Aim of the exercise: What you return must match every record word for word.

>>>>>

PR #511, opened 2025-04-07
Longhorn addon

assumptionsandg:


charts/cluster-addons/values.yaml
```diff
@@ -357,6 +357,24 @@ nodeProblemDetector:
     namespace: node-problem-detector
     values: {}
 
+# Settings for Longhorn
+longhorn:
+  enabled: true
```
sd109, line 362: Are you sure we want this enabled by default?

charts/cluster-addons/values.yaml
```diff
@@ -357,6 +357,24 @@ nodeProblemDetector:
...
+    repo: https://charts.longhorn.io
+    name: longhorn
+    version: v1.8.0
+  release:
+    namespace: longhorn-system
+    values:
+      persistence:
+        defaultNodeSelector:
+          enable: true
+          selector: "capi.stackhpc.com: dawn"
```
sd109, line 373: Is there a more sensible default we can use here?

charts/cluster-addons/values.yaml
```diff
@@ -359,21 +359,14 @@ nodeProblemDetector:
...
   release:
     namespace: longhorn-system
-    values:
-      persistence:
-        defaultNodeSelector:
-          enable: true
-          selector: "capi.stackhpc.com: dawn"
-      defaultSettings:
-        defaultDataPath: /mnt/nvme
-        defaultDataLocality: strict-local
```
JohnGarbutt: We might want a middle ground where we leave a nice example in the values... Just because I suspect the default settings are not what people want here.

<<<<<

Answer box:
PR #511, opened 2025-04-07
Longhorn addon

assumptionsandg:


charts/cluster-addons/values.yaml
```diff
@@ -357,6 +357,24 @@ nodeProblemDetector:
     namespace: node-problem-detector
     values: {}
 
+# Settings for Longhorn
+longhorn:
+  enabled: true
```
sd109, line 362: Are you sure we want this enabled by default?

charts/cluster-addons/values.yaml
```diff
@@ -357,6 +357,24 @@ nodeProblemDetector:
...
+    repo: https://charts.longhorn.io
+    name: longhorn
+    version: v1.8.0
+  release:
+    namespace: longhorn-system
+    values:
+      persistence:
+        defaultNodeSelector:
+          enable: true
+          selector: "capi.stackhpc.com: dawn"
```
sd109, line 373: Is there a more sensible default we can use here?

charts/cluster-addons/values.yaml
```diff
@@ -359,21 +359,14 @@ nodeProblemDetector:
...
   release:
     namespace: longhorn-system
-    values:
-      persistence:
-        defaultNodeSelector:
-          enable: true
-          selector: "capi.stackhpc.com: dawn"
-      defaultSettings:
-        defaultDataPath: /mnt/nvme
-        defaultDataLocality: strict-local
```
JohnGarbutt: We might want a middle ground where we leave a nice example in the values... Just because I suspect the default settings are not what people want here.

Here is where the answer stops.